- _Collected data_
──────

PR #386, opened 2020-10-04
DEX-844 Add private endpoint of getting matcher's config

ngadiyak:


dex/src/main/scala/com/wavesplatform/dex/api/http/routes/MatcherApiRoute.scala
```diff
@@ -1033,6 +1037,55 @@ class MatcherApiRoute(
...
+    complete {
+
+      var outputConfig = config.getObject("waves").toConfig
+
+      def pathShouldNotBeDeleted(path: String): Boolean = ("(user|pass|seed|private)".r findFirstIn path).isEmpty
+
+      def modifyConfig(path: String, config: Config): Unit = {
+        val itr = config.root().entrySet().iterator()
+
+        while(itr.hasNext()){
```
vsuharnikov, line 1058: The `while` expression is used in Scala only for a highly optimized code. In this task it could be used for Breadth First Search. But we haven't thousands of keys, so we can use a brute-force solution like this code.

Also iterators aren't used often in Scala, because this code is error prone (e.g. running `next` twice or something else). So it'd better to use `import scala.jdk.CollectionConverters.MapHasAsScala` and `asScala.foreach` instead of `iterator`

dex/src/main/scala/com/wavesplatform/dex/api/http/routes/MatcherApiRoute.scala
```diff
@@ -1033,6 +1037,55 @@ class MatcherApiRoute(
...
+      }
+
+      modifyConfig("", outputConfig)
+
+      val header = HttpHeader.parse("Content-Type", "application/hocon")  match {
+        case ParsingResult.Ok(header, _) => header
+        case ParsingResult.Error(error)  => throw new Exception(s"Unable to convert to HttpHeader: ${error.summary}")
+      }
+
+      HttpResponse(entity = new ConfigOps(outputConfig).rendered, headers = Seq(header))
```
vsuharnikov, line 1085: Please refer to https://doc.akka.io/docs/akka-http/current/routing-dsl/directives/respond-with-directives/respondWithHeader.html

dex/src/main/resources/application.conf
```diff
@@ -676,3 +676,5 @@ metrics {
     batch-flash-duration = 5s
   }
 }
+
+include "local.conf"
```
vsuharnikov, line 680: Please add a newline

dex/src/test/scala/com/wavesplatform/dex/api/http/routes/MatcherApiRouteSpec.scala
```diff
@@ -277,6 +277,17 @@ class MatcherApiRouteSpec extends RouteSpec("/matcher") with MatcherSpecBase wit
     )
   }
 
+  // getConfig
+  routePath("/debug/config") - {
+    "X-Api-Key is required" in test(
+      { route =>
+        Get(routePath("/debug/config")) ~> route ~> check {
+          status shouldEqual StatusCodes.Forbidden
+        }
```
vsuharnikov, line 286: Check also that it responds with expected `Content-Type`

vsuharnikov (changes requested):
1. Let's move the code that operates with config to `com.wavesplatform.dex.settings.utils.ConfigOps.ConfigOps`:
    ```scala
    /**
     * @note We don't use here BFS, because we don't have to much keys and levels here
     * @param p keyName => Boolean
     */
    def filterKeys(p: String => Boolean): Config
    ```
2. Write unit tests for this code. It should be in dex/src/test/scala/com/wavesplatform/dex/settings/utils/ConfigOpsTestSuite.scala . Use `OrderFeeSettingsCacheSpecification` for template (it one of the simplest test)
3. Filter and render the config in MatcherApiRoute once, because our config can not be changed after start.
4. Please don't forget the formatting

dex/src/main/scala/com/wavesplatform/dex/api/http/routes/MatcherApiRoute.scala
vsuharnikov: Also you don't need to create an instance for ConfigOps, just import it and use on `outputConfig`

dex/src/main/scala/com/wavesplatform/dex/api/http/routes/MatcherApiRoute.scala
```diff
@@ -1033,6 +1037,55 @@ class MatcherApiRoute(
...
+                  modifyConfig(absolutePath, config.getObject(key).toConfig)
+                }
+              }
+            }
+            case _ => if(!pathShouldNotBeDeleted(absolutePath)) outputConfig = outputConfig.withoutPath(absolutePath)
+          }
+        }
+      }
+
+      modifyConfig("", outputConfig)
```
vsuharnikov, line 1078: I think this won't modify `outputConfig`, from the documentation:
```
    /**
     * Clone the object with the given key removed.
     *
     * @param key
     *            key to remove
     * @return a copy of the object minus the specified key
     */
    ConfigObject withoutKey(String key);
```

So this function returns a copy of object. And we don't use this copy

dex/src/main/scala/com/wavesplatform/dex/api/http/routes/MatcherApiRoute.scala
```diff
@@ -1033,6 +1037,55 @@ class MatcherApiRoute(
...
+    authorizations = Array(new Authorization(SwaggerDocService.apiKeyDefinitionName)),
+    tags = Array("debug"),
+    response = classOf[HttpResponse]
+  )
+  def getConfig: Route = (path("config") & get & withAuth)  {
+    complete {
+
+      var outputConfig = config.getObject("waves").toConfig
+
+      def pathShouldNotBeDeleted(path: String): Boolean = ("(user|pass|seed|private)".r findFirstIn path).isEmpty
```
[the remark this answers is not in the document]
ngadiyak: this method has been removed :) it shorter

dex/src/main/scala/com/wavesplatform/dex/api/http/routes/MatcherApiRoute.scala
```diff
@@ -1033,6 +1037,55 @@ class MatcherApiRoute(
...
+
+      def modifyConfig(path: String, config: Config): Unit = {
+        val itr = config.root().entrySet().iterator()
```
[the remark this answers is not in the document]
ngadiyak: now i use it once

dex/src/main/resources/application.conf
ngadiyak: ok

dex/src/main/scala/com/wavesplatform/dex/api/http/routes/MatcherApiRoute.scala
ngadiyak: changed to `asScala.foreach`

dex/src/main/scala/com/wavesplatform/dex/api/http/routes/MatcherApiRoute.scala
```diff
@@ -1033,6 +1037,55 @@ class MatcherApiRoute(
...
+
+        while(itr.hasNext()){
+
+          val key = itr.next().getKey
+          val absolutePath = if(path.length > 0) s"$path.$key" else key
```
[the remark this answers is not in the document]
ngadiyak: we filter keys, yes, but Config only has the method "withoutPath"

dex/src/main/scala/com/wavesplatform/dex/api/http/routes/MatcherApiRoute.scala
```diff
@@ -1033,6 +1037,55 @@ class MatcherApiRoute(
...
+
+          config.root().get(key).valueType() match {
+            case ConfigValueType.OBJECT => {
```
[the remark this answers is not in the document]
ngadiyak: ok

dex/src/main/scala/com/wavesplatform/dex/api/http/routes/MatcherApiRoute.scala
```diff
@@ -1033,6 +1037,55 @@ class MatcherApiRoute(
...
+              if(pathShouldNotBeDeleted(absolutePath)) {
+                if(config.getObject(key).size() == 0) {
```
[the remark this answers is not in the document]
ngadiyak: ok

dex/src/main/scala/com/wavesplatform/dex/api/http/routes/MatcherApiRoute.scala
```diff
@@ -1033,6 +1037,55 @@ class MatcherApiRoute(
...
+                  outputConfig = outputConfig.withoutPath(absolutePath)
+                } else {
+                  modifyConfig(absolutePath, config.getObject(key).toConfig)
+                }
+              }
+            }
+            case _ => if(!pathShouldNotBeDeleted(absolutePath)) outputConfig = outputConfig.withoutPath(absolutePath)
```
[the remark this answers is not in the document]
ngadiyak: ok

dex/src/main/scala/com/wavesplatform/dex/settings/utils/ConfigOps.scala
```diff
@@ -32,6 +33,31 @@ object ConfigOps {
       }
     }
 
+    def filterKeys(part: String): Config = {
```
vsuharnikov, line 36: `part` should be a predicate: `p: String => Boolean`

dex/src/main/scala/com/wavesplatform/dex/settings/utils/ConfigOps.scala
```diff
@@ -32,6 +33,31 @@ object ConfigOps {
...
+      var oc = config
```
vsuharnikov, line 37: Why do you do a copy of `config`?

dex/src/main/scala/com/wavesplatform/dex/settings/utils/ConfigOps.scala
```diff
@@ -32,6 +33,31 @@ object ConfigOps {
...
+          val p = if (b.nonEmpty) s"$b.$k" else k
+
+          if (k.contains(part)) oc = oc.withoutPath(p)
+          else if (v.valueType().equals(ConfigValueType.OBJECT)) {
+            c.getObject(k).isEmpty match {
+              case true => oc = oc.withoutPath(p)
+              case _ => filter(c.getObject(k).toConfig, p)
+            }
+          }
+        })
```
vsuharnikov, line 53: Let's preserve the project's code style:
```scala
c.root().asScala.foreach { obj =>
}
```
It contains less brackets :)

dex/src/main/scala/com/wavesplatform/dex/settings/utils/ConfigOps.scala
```diff
@@ -32,6 +33,31 @@ object ConfigOps {
...
+
+      def filter(c: Config, b: String = ""): Unit = {
+
+        c.root().asScala.foreach(obj => {
+          val k = obj._1
+          val v = obj._2
+          val p = if (b.nonEmpty) s"$b.$k" else k
+
+          if (k.contains(part)) oc = oc.withoutPath(p)
+          else if (v.valueType().equals(ConfigValueType.OBJECT)) {
```
vsuharnikov, line 47: Why `equals` instead of `==` ?

dex/src/main/scala/com/wavesplatform/dex/settings/utils/ConfigOps.scala
```diff
@@ -32,6 +33,31 @@ object ConfigOps {
...
     }
 
+    def filterKeys(part: String): Config = {
+      var oc = config
+
+      def filter(c: Config, b: String = ""): Unit = {
+
+        c.root().asScala.foreach(obj => {
+          val k = obj._1
+          val v = obj._2
```
vsuharnikov, line 43: You can write:
```scala
c.root().asScala.foreach { case (k, v) =>
    // ...
}
```

dex/src/main/scala/com/wavesplatform/dex/settings/utils/ConfigOps.scala
```diff
@@ -32,6 +33,31 @@ object ConfigOps {
...
+          val p = if (b.nonEmpty) s"$b.$k" else k
+
+          if (k.contains(part)) oc = oc.withoutPath(p)
+          else if (v.valueType().equals(ConfigValueType.OBJECT)) {
+            c.getObject(k).isEmpty match {
+              case true => oc = oc.withoutPath(p)
+              case _ => filter(c.getObject(k).toConfig, p)
```
vsuharnikov, line 50: There is only two options. If is enough :)

dex/src/main/scala/com/wavesplatform/dex/settings/utils/ConfigOps.scala
```diff
@@ -32,6 +33,31 @@ object ConfigOps {
       }
     }
 
+    def filterKeys(part: String): Config = {
+      var oc = config
+
+      def filter(c: Config, b: String = ""): Unit = {
```
vsuharnikov, line 39: `filter` should return `Config`, then you don't need to `var`, e.g.:
```scala
def filter(c: Config, b: String = ""): Config = {
 // ...
 oc.withoutPath(p) // returns Config
}
```

vsuharnikov, line 39: `filter` should return `Config`, then you don't need to `var`, e.g.:
```scala
def filter(c: Config, b: String = ""): Config = {
 // ...
 oc.withoutPath(p) // returns Config
}
```

Also you have to use `asScala.foldLeft(c) { ... }` with this approach.

dex-it/src/test/scala/com/wavesplatform/it/sync/api/GetSettingsUtilsTestSuite.scala
```diff
@@ -0,0 +1,26 @@
...
+    )
+
+  override protected def beforeAll(): Unit = {
+    wavesNode1.start()
+    broadcastAndAwait(IssueUsdTx, IssueBtcTx)
+    dex1.start()
+  }
+
+  "GET matcher/debug/config should return config without restricted key-parts (e.g. seed)" in {
+    dex1.api.config.toString should not contain "seed"
```
vsuharnikov, line 24: Does `toString` prints the content of `Config` and not something like `Config@4b32032` ?

vsuharnikov (approved):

──────

- _Work task_
This exercise requires the number of lines in the entries holding the word "that", written alone.

- _Answer area_
2